"Tripledemic" in U.S. could bring deluge of patients to hospitals
The U.S. could very well face what has been dubbed a "tripledemic" this winter, with cases of COVID-19, the flu and a virus called respiratory syncytial virus (RSV) surging at the same time.
Cases of RSV are rising quickly in young children, who typically contract the virus by the time they're 3, but were shielded from it and other viruses during pandemic lockdown periods.
"Pediatric ICUs around the country, many parts of it, are full," said CBS News medical contributor Dr. David Agus. Most hospitalizations now are related to influenza and RSV, not COVID-19, he added.
The threat of a "tripledemic" is not new, according to Dr. Michael Mina, chief science officer at eMed and the nation's leading epidemiologist.
"Public health officials have been bracing for this possibility since early in the pandemic," he said in a statement to CBS MoneyWatch.
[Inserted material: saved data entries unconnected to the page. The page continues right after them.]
PR #668, opened 2020-04-23
Apache HttpClient is configured not to normalize URIs

carterkozak:
## Before this PR
Previously this resulted in failures to match endpoints when
empty path parameters were applied to non-final path segments.

## After this PR
==COMMIT_MSG==
Apache HttpClient is configured not to normalize URIs
==COMMIT_MSG==

## Possible downsides?
We may be relying on normalization in some way that we aren't aware of.

### DIFF
--- a/dialogue-test-common/src/main/java/com/palantir/dialogue/AbstractChannelTest.java
+++ b/dialogue-test-common/src/main/java/com/palantir/dialogue/AbstractChannelTest.java
@@ -370,6 +370,29 @@ public abstract class AbstractChannelTest {
     }
 
     @Test
+    public void supports_empty_path_parameter() throws InterruptedException, ExecutionException {
+        endpoint.method = HttpMethod.GET;
+        endpoint.renderPath =
+                (params, url) -> url.pathSegment("a").pathSegment("").pathSegment("b");
+        ListenableFuture<Response> result = channel.execute(endpoint, request);
+        RecordedRequest recorded = server.takeRequest();
+        assertThat(recorded.getMethod()).isEqualTo("GET");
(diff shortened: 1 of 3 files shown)


iamdanfox:
Think it needs a ./gradlew test -Drecreate=true to fix the traces_on_retries.log

dialogue-test-common/src/main/java/com/palantir/dialogue/AbstractChannelTest.java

Americans' weakened immunity — a result of hunkering down and limiting exposure to others during the COVID-19 pandemic — is the reason for the simultaneous surge in cases of three different viruses.
"The recent surges are fully expected ramifications of a new virus that caused massive swings in human behavior. We know that immunity is working exactly as it was supposed to, and in this case, it means that we drained population-level immunity by not having exposures," Dr. Mina said.
Dr. Mina urged hospitals to prepare now by stockpiling supplies and identifying ways to increase capacity by adding new beds.
The simultaneous increase in cases of three distinct viruses comes as more professionals are leaving the health care field for work that pays better or is less physically and emotionally draining, which could further threaten the nation's strained health care system.
"I'm concerned that hospitals, health care providers are going to be overwhelmed," said CBS News medical contributor and Kaiser Health News editor-at-large Dr. Celine Gounder. "We're looking at very high rates of both flu and RSV, so probably something around like 35,000 hospitalizations per week just from those two conditions."
Of course, COVID-19 is still around, too. "Are we going to be prepared, are we going to have the beds? I'm really concerned about that," Gounder said.
Unmanned hospital beds
A vaccine is now available for RSV, a common respiratory virus that causes cold-like symptoms but which can be serious in infants and older adults, according to the Centers for Disease Control and Prevention.
Lately, a spike in RSV cases among very young children has overwhelmed pediatric hospitals. Little kids are especially susceptible to developing severe symptoms because their immune systems are undeveloped and their airways are smaller than those of adults, making it harder to breathe when inflamed.
The health care system is also grappling with a reduced labor force following an exodus of health care workers from the field during the pandemic, largely due to burnout. That means that even more work falls on the laps of the nurses, doctors and administrative and support staff who remain in the industry.
Some 330,000 medical professionals dropped out of the labor force in 2021 according to health care commercial intelligence company Definitive Healthcare.
"It's an even more difficult situation, [with] even more understaffing, so then even more people get burned out and leave," Gounder said.
Seeking better balance
Some of the physicians, nurse practitioners, physician assistants and other providers left their jobs to retire early, while others decided to seek out administrative work and stop seeing patients.
"So it's all different kinds of ways of reducing that burnout of having a better work-life balance which, frankly, over the last couple of years, it's been really hard on people," Gounder said.
Gounder said she's already seeing the impact of limited staff on patients seeking care at Bellevue Hospital in New York City.
"Patients are sitting in the emergency room for a day or two waiting for a bed, because it's not just about having the physical bed — you need to have the doctors, the nurses, the other staff to man that bed," she said.
"The whole system is really clogged up right now," she added.
Workers across diverse fields left jobs in search of better wages and working conditions during the so-called "Great Resignation."
There's no clear-cut solution or obvious way to lure more professionals back to the medical field, and though higher wages wouldn't hurt, better pay alone won't fix the issue, according to Gounder.
"I think people are valuing their time in a whole different way now, and I do think it would require really rethinking the business model of health care, really changing how we structure health care, how we deliver it, who provides it," she said. "I'm somewhat skeptical that we're going to make those changes."